Task:
Within the listing below, please copy exactly the lines between the line holding "schmidt-sebastian, line 1163: FWIW, this" and the line holding "dconeybe: I believe", inclusive.

Provided records:

PR #9401, opened 2022-03-01
Improve performance of LevelDbDocumentOverlayCache::GetOverlays(ResourcePath, ...)

dconeybe:
The `LevelDbDocumentOverlayCache` class was added in In #9345, but with recognized performance issues. This PR improves the performance of `GetOverlays(ResourcePath, ...)` from θ(N), where `N` is the total size of the table, to θ(m(log(m)), where `m` is the number of overlays returned. 

This index implementation is directly based on the implementation for the `RemoveOverlaysForBatchId()` method, as implemented in #9386. See that PR for a deeper explanation of the implementation details.

This PR introduces the class `LevelDbDocumentOverlayIndexKey`, which is used as the base class for all index keys in the `document_overlays` table. As of this PR, it has two subclasses: `LevelDbDocumentOverlayLargestBatchIdIndexKey` (modified in this PR to subclass it) and `LevelDbDocumentOverlayCollectionIndexKey` (added in this PR).

#no-changelog

### DIFF
--- a/Firestore/core/src/local/leveldb_document_overlay_cache.cc
+++ b/Firestore/core/src/local/leveldb_document_overlay_cache.cc
@@ -60,7 +60,7 @@ absl::optional<Overlay> LevelDbDocumentOverlayCache::GetOverlay(
   auto it = db_->current_transaction()->NewIterator();
   it->Seek(key_prefix);
 
-  if (!(it->Valid() && absl::StartsWith(it->key(), key_prefix))) {
+  if (!it->Valid() || !absl::StartsWith(it->key(), key_prefix)) {
     return absl::nullopt;
   }
 
@@ -202,7 +202,7 @@ void LevelDbDocumentOverlayCache::DeleteOverlay(
   auto it = db_->current_transaction()->NewIterator();
   it->Seek(key_prefix);
 
-  if (!(it->Valid() && absl::StartsWith(it->key(), key_prefix))) {
+  if (!it->Valid() || !absl::StartsWith(it->key(), key_prefix)) {
     return;
   }
 
@@ -278,7 +278,7 @@ absl::optional<Overlay> LevelDbDocumentOverlayCache::GetOverlay(
   auto it = db_->current_transaction()->NewIterator();
   const std::string encoded_key = key.Encode();
   it->Seek(encoded_key);
-  if (!(it->Valid() && it->key() == encoded_key)) {
+  if (!it->Valid() || it->key() != encoded_key) {
     return absl::nullopt;
   }
   return ParseOverlay(key, it->value());
--- a/Firestore/core/src/local/leveldb_document_overlay_cache.cc
+++ b/Firestore/core/src/local/leveldb_document_overlay_cache.cc
@@ -88,28 +88,13 @@ void LevelDbDocumentOverlayCache::RemoveOverlaysForBatchId(int batch_id) {
 DocumentOverlayCache::OverlayByDocumentKeyMap
 LevelDbDocumentOverlayCache::GetOverlays(const ResourcePath& collection,
                                          int since_batch_id) const {
-  // TODO(dconeybe) Implement an index so that this query can be performed
-  // without requiring a full table scan.
-
   OverlayByDocumentKeyMap result;
-
-  const size_t immediate_children_path_length{collection.size() + 1};
-
-  ForEachOverlay([&](LevelDbDocumentOverlayKey&& key,
-                     absl::string_view encoded_mutation) {
-    if (!collection.IsPrefixOf(key.document_key().path())) {
-      return;
-    }
-    // Documents from sub-collections
-    if (key.document_key().path().size() != immediate_children_path_length) {
-      return;
-    }
-
-    if (key.largest_batch_id() > since_batch_id) {
-      result[key.document_key()] = ParseOverlay(key, encoded_mutation);
-    }
-  });
-
+  ForEachKeyInCollection(
+      collection, since_batch_id, [&](LevelDbDocumentOverlayKey&& key) {
+        absl::optional<Overlay> overlay = GetOverlay(key);
+        HARD_ASSERT(overlay.has_value());
+        result[std::move(key).document_key()] = std::move(overlay).value();
+      });
   return result;
 }
 
@@ -167,6 +152,11 @@ int LevelDbDocumentOverlayCache::GetLargestBatchIdIndexEntryCount() const {
       LevelDbDocumentOverlayLargestBatchIdIndexKey::KeyPrefix(user_id_));
 }
 
+int LevelDbDocumentOverlayCache::GetCollectionIndexEntryCount() const {
+  return CountEntriesWithKeyPrefix(
+      LevelDbDocumentOverlayCollectionIndexKey::KeyPrefix(user_id_));
+}
+
 int LevelDbDocumentOverlayCache::CountEntriesWithKeyPrefix(
     const std::string& key_prefix) const {
   int count = 0;
@@ -202,6 +192,7 @@ void LevelDbDocumentOverlayCache::SaveOverlay(int largest_batch_id,
   auto* transaction = db_->current_transaction();
   transaction->Put(key.Encode(), serializer_->EncodeMutation(mutation));
   transaction->Put(LevelDbDocumentOverlayLargestBatchIdIndexKey::Key(key), "");
+  transaction->Put(LevelDbDocumentOverlayCollectionIndexKey::Key(key), "");
 }
 
 void LevelDbDocumentOverlayCache::DeleteOverlay(
@@ -227,6 +218,7 @@ void LevelDbDocumentOverlayCache::DeleteOverlay(
   auto* transaction = db_->current_transaction();
   transaction->Delete(key.Encode());
   transaction->Delete(LevelDbDocumentOverlayLargestBatchIdIndexKey::Key(key));
+  transaction->Delete(LevelDbDocumentOverlayCollectionIndexKey::Key(key));
 }
 
 void LevelDbDocumentOverlayCache::ForEachOverlay(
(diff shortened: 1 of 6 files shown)


Firestore/core/src/local/leveldb_document_overlay_cache.cc
```diff
@@ -258,6 +250,40 @@ void LevelDbDocumentOverlayCache::ForEachKeyWithLargestBatchId(
...
+  const std::string index_key_prefix =
+      LevelDbDocumentOverlayCollectionIndexKey::KeyPrefix(user_id_, collection);
+
+  auto it = db_->current_transaction()->NewIterator();
+  for (it->Seek(index_start_key);
+       it->Valid() && absl::StartsWith(it->key(), index_key_prefix);
+       it->Next()) {
+    LevelDbDocumentOverlayCollectionIndexKey key;
+    HARD_ASSERT(key.Decode(it->key()));
+    if (key.collection() != collection) {
```
schmidt-sebastian, line 269: Will this work with nested subcollections that share the same prefix? We probably need to "continue" here like in https://osscs.corp.google.com/firebase-sdk/firebase-ios-sdk/+/master:Firestore/core/src/local/leveldb_mutation_queue.cc;l=323

We already validate that this loop does not go "out of bounds" with the check in line 265.

Firestore/core/src/local/leveldb_key.cc
```diff
@@ -1346,10 +1348,75 @@ bool LevelDbDocumentOverlayLargestBatchIdIndexKey::Decode(
...
+  auto user_id = reader.ReadUserId();
+  auto largest_batch_id = reader.ReadBatchId();
+  auto document_key = reader.ReadDocumentKey();
+  reader.ReadTerminator();
+  Reset(std::move(user_id), std::move(largest_batch_id),
+        std::move(document_key));
+  return reader.ok();
+}
+
+std::string LevelDbDocumentOverlayCollectionIndexKey::KeyPrefix() {
```
schmidt-sebastian, line 1360: This is not used outside of tests, but we could keep it for consistency.

Firestore/core/src/local/leveldb_key.cc
```diff
@@ -1346,10 +1348,75 @@ bool LevelDbDocumentOverlayLargestBatchIdIndexKey::Decode(
...
+    absl::string_view user_id,
+    const model::ResourcePath& collection,
+    model::BatchId largest_batch_id,
+    const model::DocumentKey& document_key) {
+  Writer writer;
+  writer.WriteTableName(kDocumentOverlaysCollectionIndexTable);
+  writer.WriteUserId(user_id);
+  writer.WriteResourcePath(collection);
+  writer.WriteBatchId(largest_batch_id);
+  writer.WriteResourcePath(document_key.path());
```
schmidt-sebastian, line 1405: Can we just write the document ID instead of the full path?

Firestore/core/src/local/leveldb_key.cc
```diff
@@ -1346,10 +1348,75 @@ bool LevelDbDocumentOverlayLargestBatchIdIndexKey::Decode(
...
+
+bool LevelDbDocumentOverlayCollectionIndexKey::Decode(absl::string_view key) {
+  Reader reader{key};
+  reader.ReadTableNameMatching(kDocumentOverlaysCollectionIndexTable);
+  auto user_id = reader.ReadUserId();
+  collection_ = reader.ReadResourcePath();
+  auto largest_batch_id = reader.ReadBatchId();
+  auto document_key = reader.ReadDocumentKey();
   reader.ReadTerminator();
+  Reset(std::move(user_id), std::move(largest_batch_id),
```
schmidt-sebastian, line 1418: No need to move largest_batch_id.

Firestore/core/src/local/leveldb_key.h
```diff
@@ -127,6 +127,13 @@ namespace local {
 //   - user_id: string
 //   - largest_batch_id: model::BatchId
 //   - document_key: ResourcePath
+//
+// document_overlays_collection_index:
+//   - table_name: "document_overlays_collection_index"
+//   - user_id: string
+//   - collection: ResourcePath
+//   - largest_batch_id: model::BatchId
+//   - document_key: ResourcePath
```
schmidt-sebastian, line 136: As stated above, maybe just use the document_id.

Firestore/core/src/local/leveldb_key.h
```diff
@@ -1026,46 +1094,73 @@ class LevelDbDocumentOverlayLargestBatchIdIndexKey {
...
+  /** The collection_, as encoded in the key. */
+  const model::ResourcePath& collection() const {
+    return collection_;
   }
 
  private:
-  std::string user_id_;
-  model::BatchId largest_batch_id_ = -1;
-  model::DocumentKey document_key_;
+  model::ResourcePath collection_;
```
schmidt-sebastian, line 1163: FWIW, this should be part of the document_key_ in the superclass.

Firestore/core/src/local/leveldb_document_overlay_cache.cc
dconeybe: I believe it will work in that case because in the encoding of the key the collection is followed by the largest_batch_id. What would be a test case that I could write? I'm not sure I 100% understand the scenario you're describing.

I also want to avoid, at all costs, using `continue` instead of `break` because if using `continue` then the performance of this method degrades to a full table scan in the worst case.

Firestore/core/src/local/leveldb_key.cc
dconeybe: ... and even the usages of `KeyPrefix()` in tests was only to verify its behavior. I've removed these unnecessary `KeyPrefix()` methods.

Firestore/core/src/local/leveldb_key.cc
dconeybe: Done. I had moved it just for consistency since moving it is harmless. But, it can also be confusing when something is being moved unnecessarily. I've changed it to pass by value.

dconeybe: Done. I had used `std::move()` on `largest_batch_id` just for consistency with the other method arguments, since moving it is harmless. But, it can also be confusing when something is being moved unnecessarily. I've changed it to pass by value.

Firestore/core/src/local/leveldb_key.cc
dconeybe: Done. The code now writes the document ID and constructs the document key from it and the collection path.

Firestore/core/src/local/leveldb_key.h
dconeybe: Done. This comment was updated to replace `document_key: ResourcePath` with `document_id: string`.

Firestore/core/src/local/leveldb_key.h
dconeybe: Done. I've removed the `collection_` member variable.

Firestore/core/src/local/leveldb_document_overlay_cache.cc
```diff
@@ -258,6 +250,40 @@ void LevelDbDocumentOverlayCache::ForEachKeyWithLargestBatchId(
...
+    callback(std::move(key).ToLevelDbDocumentOverlayKey());
+  }
+}
+
+absl::optional<Overlay> LevelDbDocumentOverlayCache::GetOverlay(
+    const LevelDbDocumentOverlayKey& key) const {
+  auto it = db_->current_transaction()->NewIterator();
+  const std::string encoded_key = key.Encode();
+  it->Seek(encoded_key);
+  if (!(it->Valid() && it->key() == encoded_key)) {
```
schmidt-sebastian, line 281: I think this would be easier to read if this was `!it->valid() || it->key != encoded_key`. I just spent a couple seconds wondering if the statement was wrong. You can keep as is if you prefer as this is might just be my brains slowness this morning.

Firestore/core/src/local/leveldb_document_overlay_cache.cc
schmidt-sebastian: After discussing this offline I think it should work. The collection path is written in segments, and the segments are terminated by a character that cannot be part of a segment. So the key prefix you are using will always end in a terminator for the last path segment, then the component label for the batch ID and then the batch ID. The only cause of conflict would be if the the first byte after the terminator were the batch ID label, but that is not possible since it would have to be the component label for a path component, which will never match the batch ID label.

That being said, I still don't think you need this if check. Your loop should terminate based on `absl::StartsWith(it->key(), index_key_prefix)`.

Firestore/core/src/local/leveldb_key.cc
schmidt-sebastian: Looks like this change was not pushed.

schmidt-sebastian (approved):

Firestore/core/src/local/leveldb_document_overlay_cache.cc
dconeybe: The `if` check is still required because `index_key_prefix` does _not_ include the largest_batch_id and therefore it is also a prefix of the keys for overlays subcollections.

If I comment out that "if" check then the `GetAllOverlaysForCollection` test fails at line 255 because the call to `GetOverlays()` returns the overlays for the requested collection AND its subcollections (it should NOT return overlays for the subcollections, only the collection itself).

Firestore/core/src/local/leveldb_document_overlay_cache.cc
dconeybe: Done. If you find it confusing, others probably do too. I also made a similar change to two other "if" statements in this file.

Firestore/core/src/local/leveldb_key.cc
dconeybe: Oops. Fixed it.

Firestore/core/src/local/leveldb_document_overlay_cache.cc
schmidt-sebastian: Okay, let's keep it as is. The alternative of adding an additional marker or including the marker of the next component in the key prefix is not very appealing. Thanks for thinking this through with me.

schmidt-sebastian (approved):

Answer section:
schmidt-sebastian, line 1163: FWIW, this should be part of the document_key_ in the superclass.

Firestore/core/src/local/leveldb_document_overlay_cache.cc
dconeybe: I believe it will work in that case because in the encoding of the key the collection is followed by the largest_batch_id. What would be a test case that I could write? I'm not sure I 100% understand the scenario you're describing.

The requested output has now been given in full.